La demanda de ex alcaldesa tramitada bajo el expediente N° 22-6277-1027-CA, ya fue notificada a la Municipalidad, que tiene tres días hábiles para referirse al caso, ya que, además,  el juez tendría que decidir la próxima semana si acoge la medida cautelar urgente intraprocesal, para que se le restituya a Córdoba en el puesto de Alcalde, mientras se continua con el proceso.

Cabe rescatar que Córdoba había solicitado una medida cautelar para que se sustituyera en el puesto de alcalde, pese estar condenado en firme e inapelable.

El ex alcalde pretende que lo reinstalaran  en el cargo con el salario y todos los pluses, mientras el Tribunal Contencioso Administrativo y Penal de Hacienda resuelve una demanda planteada por él contra la Municipalidad de San Carlos y la actual alcaldesa, Karol Salas.}

Ante este panorama tan descabellado, el pasado 25 de noviembre la  Procuraduría General de la República (PGR), representada por Grettel Rodríguez Fernández, se opuso  a que se acoja una medida cautelar presentada por el exalcalde, Alfredo Córdoba Soro, según indica el medio regional La Región:

Indicó la  PGR indicó que:

¨En criterio de esta representación, la medida cautelar resulta improcedente, pues no cumple con los presupuestos materiales para ser acogida. Así, la parte actora solicita como medida cautelar¨.

Dice, además, que la demanda carece por completo de apariencia de buen derecho, de conformidad con lo que reza el numeral 21, del Código Procesal Contencioso Administrativo, porque es clara la regularidad jurídica del acto impugnado.

En este caso, la parte actora pretende que el Tribunal Contencioso Administrativo desaplique una norma expresa del Código Municipal y una resolución, con autoridad de cosa juzgada emitida por un Tribunal Penal, considerando que existió un supuesto vicio en el debido proceso, afirmaciones que desde ahora deben rechazarse.

En forma contundente, señala la representación legal del Estado Costarricense, que el exalcalde Córdoba Soro fue condenado por un tribunal jurisdiccional y le fue impuesta una pena de inhabilitación para el ejercicio de los cargos públicos.

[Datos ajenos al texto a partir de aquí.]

PR #1553, opened 2024-07-19
Add TaskQueueStats to DescribeTaskQueueEnhanced

ShahabT:
## What was changed

Add TaskQueueStats to DescribeTaskQueueEnhanced to report backlog info and task add/dispatch rate.

## Why?

Useful for worker scaling.

## Checklist

1. Closes 

2. How was this tested:

Functional test added.

3. Any docs updates needed?

Yes, will do in a separate PR.


client/client.go
```diff
@@ -345,24 +345,25 @@ type (
 	TaskQueueVersionSelection = internal.TaskQueueVersionSelection
 
 	// TaskQueueDescription is the response to [Client.DescribeTaskQueueEnhanced].
-	// WARNING: Worker versioning is currently experimental.
```
cretz, line 348: I assume this is being removed because this stuff is now considered GA? Isn't this all part of worker versioning technically the stats are per build ID, or is this RPC and the way it comes back considered GA?

internal/internal_versioning_client.go
```diff
@@ -174,6 +216,7 @@ func (o *DescribeTaskQueueEnhancedOptions) validateAndConvertToProto(namespace s
 		TaskQueueTypes:         taskQueueTypes,
 		ReportPollers:          o.ReportPollers,
 		ReportTaskReachability: o.ReportTaskReachability,
+		ReportStats: o.ReportStats,
```
cretz, line 219: Did this file get properly `go fmt`d?

cretz, line 219: Is this available in the current dev server? We won't want to make this available until users can actually use it and we have tested it the same way they might.

cretz (commented):
Mostly LGTM, just want to wait until it is available to users server side so we can test it like users will

client/client.go
ShahabT: That's something I wanted to discuss actually. The versioning stuff are not GA for sure. I'd like to be able to say the Enhanced DecribeTaskQueue API parts that don't have to do with versioning is GA. It's a little tricky because of the `versions_info` map.

What do you guys think of a change like below to the API? It removes the empty string ugliness, also it allows us to keep the build_id related parts experimental and unversioned part GA.
image
cc @cretz @Quinn-With-Two-Ns

ShahabT: considering to rename `TaskQueueVersionInfo` to just `TaskQueueInfo` as well. That would fit better with unversioned.

cretz: That API change works for me, but the empty string does too. I have no strong opinion, though I could understand not wanting to go through a cycle of API changes just to be able to split up the "unstable" comment.

internal/internal_versioning_client.go
```diff
@@ -126,11 +128,51 @@ type (
...
 
+	// TaskQueueStats contains statistics about task queue backlog and activity.
+	//
+	// For workflow task queue type, this result is partial because tasks sent to sticky queues are not included. Read
+	// comments above each metric to understand the impact of sticky queue exclusion on that metric accuracy.
+	TaskQueueStats struct {
+		// The approximate number of tasks backlogged in this task queue. May count expired tasks but eventually
+		// converges to the right value. Can be relied upon for scaling decisions.
+		//
+		// Special note for workflow task queue type: this metric does not count sticky queue tasks. However, because
```
Quinn-With-Two-Ns, line 139: Does the sticky task queue here get its own `TaskQueueStats`?

ShahabT: There is no plan for supporting user-facing API for TaskQueueStats for sticky queues. There will be a tdbg DescribeTaskQueuePartition which will support sticky queues. Also, the backlog hint will be still sent in poll response.

@Quinn-With-Two-Ns Please lmk if there is objections/concerns.

Quinn-With-Two-Ns: Talked offline, there may be some cases where not knowing stats for sticky task queue may make more difficult, but this is a know/accepted limitation of the API

internal/internal_worker.go
```diff
@@ -1608,7 +1608,14 @@ func NewAggregatedWorker(client *WorkflowClient, taskQueue string, options Worke
 		tagNamespace, client.namespace,
 		tagTaskQueue, taskQueue,
 		tagWorkerID, workerParams.Identity,
+		tagBuildID, workerParams.getBuildID(),
```
Quinn-With-Two-Ns, line 1611: Are you adding `tagBuildID ` twice here?

ShahabT: fixed.

ShahabT:
@cretz @Quinn-With-Two-Ns it seems we are unblocked, dependency-wise. Can we get this PR merged?

test/worker_versioning_test.go
```diff
@@ -800,6 +801,75 @@ func (ts *WorkerVersioningTestSuite) TestReachabilityVersionsWithRules() {
...
+		ts.validateTaskQueueStats(expectedWorkflowStats, taskQueueInfo.VersionsInfo[""].TypesInfo[client.TaskQueueTypeWorkflow].Stats)
+		ts.validateTaskQueueStats(expectedActivityStats, taskQueueInfo.VersionsInfo[""].TypesInfo[client.TaskQueueTypeActivity].Stats)
+	}
+
+	// Basic workflow runs two activities
+	handle, err := ts.client.ExecuteWorkflow(ctx, ts.startWorkflowOptions("basic-wf"), ts.workflows.Basic)
+	ts.NoError(err)
+
+	// Give time for the task to be sent to the TQ
+	time.Sleep(500 * time.Millisecond)
```
Quinn-With-Two-Ns, line 828: We should try to avoid sleep in tests, it is very flaky, we should wait for the condition to become true

ShahabT: replaced it with eventually.

Quinn-With-Two-Ns (approved):
LGTM, good to merge once CI is passing. If you need any help there please reach out

internal/internal_versioning_client.go
```diff
@@ -220,6 +278,20 @@ func taskQueueTypeInfoFromResponse(response *taskqueuepb.TaskQueueTypeInfo) Task
...
+func statsFromResponse(stats *taskqueuepb.TaskQueueStats) *TaskQueueStats {
+	if stats == nil {
+		return nil
+	}
+
+	return &TaskQueueStats{
+		ApproximateBacklogCount: stats.GetApproximateBacklogCount(),
+		ApproximateBacklogAge:   stats.GetApproximateBacklogAge().AsDuration(),
+		TasksAddRate:            stats.TasksAddRate,
+		TasksDispatchRate:       stats.TasksDispatchRate,
```
ShahabT, line 294: @cretz @Quinn-With-Two-Ns, realizing that eager activities are enabled by default, I'm now inclined to remove separate add/dispatch rate fields and replace both with a `BacklogIncreaseRate` field. Reason being that the individual rates can be very off an easily mislead people because they'd not include eager activities and sticky workflow tasks.
wdyt?

(The API can remain the same, or I can change that in the next release as well by deprecating the separate rates and adding a new `backlog_increase_rate` filed.)

```suggestion
	return &TaskQueueStats{
		ApproximateBacklogCount: stats.GetApproximateBacklogCount(),
		ApproximateBacklogAge:   stats.GetApproximateBacklogAge().AsDuration(),
		ApproximateBacklogIncreaseRate:            stats.TasksAddRate - stats.TasksDispatchRate,
```

cretz: IMO we should give the same thing that the underlying API gives. If there are concerns about user confusion, they can be documented. If we must _also_ provide helpers or derived fields we can (and we should document how they are derived). The SDK should not deviate so far from the API in this point (many users will use our API directly).

ShahabT: OK. I kept the separate fields with enough documentation and add a derivative field as well.

cretz (approved):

¨De esta manera, con autoridad de cosa juzgada, el aquí actor se encuentra condenado e inhabilitado en el ejercicio de cargos públicos. Ahora bien, de conformidad con lo dispuesto por los artículos 18 en relación con el 16, ambos del Código Municipal, la inhabilitación para el ejercicio de cargos públicos implica una perdida automática de la credencial de Alcalde Municipal, pues es claro que la persona deja de ostentar los requisitos para dicho ejercicio¨.

En otro punto de las justificaciones de Córdoba para pedir la medida cautelar, la Procuraduría indica que don Alfredo no aporta ninguna prueba del daño que dice padecer y que, en efecto, el actor, únicamente, señala que ha sido Alcalde Municipal durante muchos años y que, por lo tanto, depende de su salario para subsistir y que a pesar de que se hace esta afirmación, no se trae ninguna prueba para demostrar que, efectivamente, el actor depende solo de su salario para subsistir.

“De esta manera, el Tribunal Contencioso estaría dictando un acto de eminente carácter electoral, por lo que no es posible acceder a esta petición”.